Part of the project has been directed towards developing a new dynamic drug screening platform for dynamic drug absorption assays which we plan to take to market for use by CROs and Pharma companies. The assay can align to monolayer 96/ 6/24 well screening platforms as well as organoid cultures and organ on a chip applications. Initially we have progressed with the ADME CACO2 cell absorption assay. We have developed a remote MNP assay, DYNASCREEN, which provides an 'add on' to an existed regulated assay for drug screening which is being translated to commercial market. Our efforts to define a clinically relevant protocol for first in man has progressed. We have gained understanding as to how we can track our MNP tagged cells using current mdical imaging modalities such as Magnetic Resonance Imaging or MRI. In this way, we can assess dosing of how many MNPS are required and MNP tagged cell survival. We followed the fate of our MNPs in an ovine model for short term evaluation histologically with Orthopaedic clinicians from Nottingham Univ ( Markides et al 2021, Cells) and longer term using MRI with Cambridge Univ (Kaggie et al 2020 Scientific Reports). We have found that our MNPs are biocompatible without deleterious side effects and that they enable cell tracking in short term and longer term studies. Our in vivo studies to determine the remote control of MNP tagged stem cells in rodent and ovine models have been delayed due to COVID. Recently, animal studies with our collaborator, Prof Manuela Gomez, 3Bs, Minho have started using a rodent tendon repair model to test our magnetic box design for mechano/magnetic activation of the Activin IIA receptor. We hope to commence our next phase of preclinical trials in the next phase of the project.

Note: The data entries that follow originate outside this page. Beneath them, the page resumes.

PR #3076, opened 2023-10-24
Bifrost CLI: init-testnet Generate Config File

SeanCheatham:
## Purpose
- It would be convenient to users if the `init-testnet` command also generated and saved a sample config file to easily launch the node
## Approach
- Generate and save a config file in the root of the output directory
## Testing
- Local/manual testing
## Tickets
- #BN-1221


nandotorterolo (approved):
lgtm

The remote dynamic MNP tagging of cells is a novel methodology with multiple applications across a wide interdisciplinary area. The impact has the potential to be far reaching and we are researching at the forefront of the field. In the first instance, we will move forward with a dynamic CACO2 absorption drug screening assay to license and commercialise. Our long term aim is to apply for ERC POC funding in 2022 to take this in vitro assay forward to commercialise.

In addition, our overarching aim by the end of the project is to have reached a stage where we can take our magnetic tagged approach to first in man using our clinic ready technology. Currently, we are progressing this through pre clinical small animal trials for 3 applications, spinal fusion and bone repair, tendon repair and immunotherapy which we aim to complete by the end of the project. In addition, we are working with clinical colleagues to identify challenges and opportunities for different clinical indications. The key development beyond the state of the art is to obtain data which we can talk to regulatory bodies to obtain approvals for a first in man trial.